Right after replacing electrolytics on the RF board, and replacing the LM567 and LM3900 on the tone board, and performing yet-another-tone-board adjustment, the enigma clock immediately (while I wasn’t watching it, of course) synced with WWV, and as I write this paragraph of the blog post on a lazy Sunday afternoon, the enigma clock has been in hi-spec for a continuous two hours. It’s a new record.

I continued to watch the clock over the next week, and it remained in Hi-Spec mode approximately 85% of the time, day and night. It worked at various times of the day at 5MHz, 10MHz, and 15MHz.

If I was to guess, I’d say it was the IC sockets on the tone board. They were pretty nasty.

Monitoring the clock

I had such fun getting the clock working that I decided I’d like to collect data on it to see just how much I improved the performance. I would do this by measuring the duration that the hi-spec LED is lit. At the same time, I could watch the capture LED and the MHz LEDs to know which band it was listening too, day and night. I started by instrumenting the display board with some wires:

Once the wires were attached to the display board, I added an inline JST connector, and I ran the wires out the back of the clock through pins 14-19 of the DB25. These pins are generally unused.

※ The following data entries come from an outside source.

PR #1055, opened 2023-04-28
Checksum itcm

rowleya:
Adds checksumming of ITCM during run.  Note currently causes ITCM overrun on some binaries!


rowleya:
This now compiles correctly on examples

I wired them to the DB25 as follows:

DB25	GC1000 Component	Function	Raspberry Pi
14	GND	GND	GND
15	Q124	5 MHz LED	gpio22
16	Q125	10 MHz LED	gpio23
17	Q126	15 MHz LED	gpio24
18	Q127	Capture LED	gpio25
19	Q128	Hi-Spec LED	gpio27

Then I build a hat for my Raspberry PI Zero W:

I used 10K pullups on the outputs from the clock, together with 150 ohm protection resistors to the pi, just incase of programming error. A couple of ferrite beads were thrown in to minimize any noise between pi and heathkit clock. The transistors are used for interacting with the GC-1000’s serial interface. While the GC-1000 does do RS-232, it does it in a funky way, setting up a “virtual ground” at +5v, and flipping the serial signals around the virtual ground, from 0V to 12V. It worked easily enough to just feed this into a transistor and trigger the PI’s serial RX line. The CTS signal was sent similarly, using a transistor to drive the CTS between +5V and 0V. I wasn’t sure it would work, but it did!

Below are some pictures of the results I collected, first, the MLA-30+ megaloop antenna:

Next, using my random length wire antenna, outdoors with the 9:1 unun:

As we can see, using the Megaloop, I was in hi-spec mode86% of the time. Using the random length wire, I was in hi-spec 43% of the time. Either is a reasonable number, though the active antenna clearly does a bit better. It’s the 5MHz signal that is the discrepancy between the two graphs — the random length wire barely gets it at all.